Thursday, April 24, 2014

Holocaust Haunts Hungary


Holocaust Horror in Hungary

By Skip Sheffield

April 28 is Yom Ashoah on the Jewish calendar. What better time to view “Walking With The Enemy?”
Yom Asoah commemorates the dead of the Holocaust. It also means “never again.”
Hungary in World War II was aligned with Germany through its fascist Arrow Cross Party, but it remained an independent country until the Nazis invaded near the end of the war.
The story is inspired by a true Jewish-Hungarian hero, Pinchas Rosenbaum. In the film, directed, co-written (with Kenny Golde) and produced by Mark Schmidt, the Rosenbaum character is called Elek Cohen, and he is played by handsome rising British-Irish star Jonas Armstrong.
The story begins in Budapest in the spring of 1944. Elek is a university student enjoying a flirtation with pretty Hannah (Hannah Schoen). Their carefree evening in a nightclub is marred by anti-Semitic slurs, and Elek and his friends are ordered out. Nazi swastikas are going up around town and Jews are being ordered to wear yellow stars.
We see the leader of the Jewish community meeting with the head of the Arrow Cross Party, who assures him if Jews follow certain restrictions, no harm will befall them.
Elek, the son of a rabbi, does not believe this, and actively rebels against the growing anti-Jewish threat.
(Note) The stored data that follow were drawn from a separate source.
PR #1612, opened 2021-12-21
Update hyperopt: Choose best model from validation data; For stopped Ray Tune trials, run evaluate at search end

amholler:
Update hyperopt as discussed recently in automl community.
* Choose best model from Validation data
* For stopped Ray Tune trials, run evaluate at search end
* Set epochs appropriately when max_t is expressed in seconds
* Handle case where no trial reports any results [rare]

Details for the first item:
* Update Ludwig hyperopt operation to compute metric_score on training validation stats.
* This means that the best model will be chosen based on validation statistics, rather than on the test statistics corresponding to the best validation statistics as is done currently.
* An error will be reported if no validation set is provided.
* N.B.:
** The metric_score is constrained to stats computed during training; it cannot be drawn from
   those only computed during post-train overall stats model evaluation.  If needed, additional
   stats can be added to the training set.
** The post-train overall stats evaluation for the best model is computed on the validation set.
   An overall stats evaluation for the best model run on the test set can be performed by the
   use as a separate step after the hyperparameter optimization job is completed.

Details for the second item:
* For Ray Tune trials that are stopped before training/evaluation completes, load
and evaluate the trial's best model after the overall Ray Tune run completes.
* Currently, Ludwig calls tune.report to report a trial's intermediate results, which include
training_stats set to train_stats[TRAINING] and eval_stats set to train_stats[VALIDATION].
And when the trial's training completes normally, it then calls tune.report to report the
trial's final results, which include training_stats set to include all 3 train_stats
(train_stats[TRAINING],train_stats[VALIDATION],train_stats[TEST]) and eval_stats set to
the output of running an overall stats evaluation the trial's best model on the eval_set.
* For Ray Tune trials that are stopped before training/evaluation completes, the final
tune.report is never executed, meaning that the overall stats evaluation is not computed
and reported as eval_stats.  Also, the train_stats[TEST] is not reported in training_stats.
* This PR changes the intermediate tune.report calls so that training_stats includes all 3
train_stats (train_stats[TRAINING],train_stats[VALIDATION],train_stats[TEST]), with eval_stats
set to empty.  And when the overall Ray Tune run completes, for any stopped trials, it loads
and evaluates the trial's best model, setting eval_stats for that trial in ordered_trials,
which is returned and persisted in hyperopt_statistics.json.

### DIFF
--- a/ludwig/hyperopt/execution.py
+++ b/ludwig/hyperopt/execution.py
@@ -1189,41 +1189,46 @@ class RayTuneExecutor(HyperoptExecutor):
         # results in ordered_trials which is returned & is persisted in hyperopt_statistics.json.
         for trial in temp_ordered_trials:
             if trial['eval_stats'] == '{}' and trial['training_stats'] != '{}':
-                trial_path = trial['trial_dir']
-                self._remove_partial_checkpoints(trial_path) # needed by get_best_checkpoint
-                best_model_path = analysis.get_best_checkpoint(trial_path.rstrip('/'))
-                best_model = LudwigModel.load(
-                    os.path.join(best_model_path, 'model'),
-                    backend=backend,
-                    gpus=gpus,
-                    gpu_memory_limit=gpu_memory_limit,
-                    allow_parallel_threads=allow_parallel_threads,
-                )
-                # Evaluate the best model on the eval_split
-                if best_model.config[TRAINING]['eval_batch_size']:
-                    batch_size = best_model.config[TRAINING]['eval_batch_size']
-                else:
-                    batch_size = best_model.config[TRAINING]['batch_size']
-                try:
-                    eval_stats, _, _ = best_model.evaluate(
-                        dataset=validation_set,
-                        data_format=data_format,
-                        batch_size=batch_size,
-                        output_directory=output_directory,
-                        skip_save_unprocessed_output=skip_save_unprocessed_output,
-                        skip_save_predictions=skip_save_predictions,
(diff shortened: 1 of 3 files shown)


ludwig/hyperopt/execution.py
```diff
@@ -1151,25 +1147,80 @@ def run_experiment_trial(config, local_hyperopt_dict, checkpoint_dir=None):
...
+                                skip_save_unprocessed_output=skip_save_unprocessed_output,
+                                skip_save_predictions=skip_save_predictions,
+                                skip_save_eval_stats=skip_save_eval_stats,
+                                collect_predictions=False,
+                                collect_overall_stats=True,
+                                return_type='dict',
+                                debug=debug
+                            )
+                            trial['eval_stats'] = json.dumps(eval_stats, cls=NumpyEncoder)
+                        except NotImplementedError:
```
w4nderlust, line 1202: Curious, when does this actually happen?

w4nderlust (approved):
Thanks for the @amholler !

ludwig/hyperopt/execution.py
amholler: It doesn't actually happen the way we run by default, which is to use the local backend to do batch evaluation.

If one tries to use the ray backend to do batch evaluation, control goes through this code:
    def batch_evaluation(self, model, dataset, collect_predictions=False, **kwargs):
        raise NotImplementedError(
            'Ray backend does not support batch evaluation at this time.'
        )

For this he is arrested and sent off to a prison labor camp. Elek escapes from the horrendous camp, but when he returns home he find a non-Jewish family living in his old house. Jews are being rounded up and shipped off. German pressure is being elevated by the sadistic Col. Skorzeny (Burn Gorman).
Elek hatches a desperate plot: when an SS officer is killed, he steals his uniform and impersonates a Nazi officer so he may learn more about the enemy. Elek enlists the help of Swiss diplomat Carl Lutz (William Hope) to obtain Swiss passports to save at least some of Hungary’s Jews.
There is a lot more going on in this film; plenty of cruelty, violence, rape, intrigue and heartbreak, but at the least it made me proud of my Swiss ancestry. I did not know its role in this horrific chapter of human history. I did not know of Pinchas Rosenbaum either, but now I do, and I salute his memory.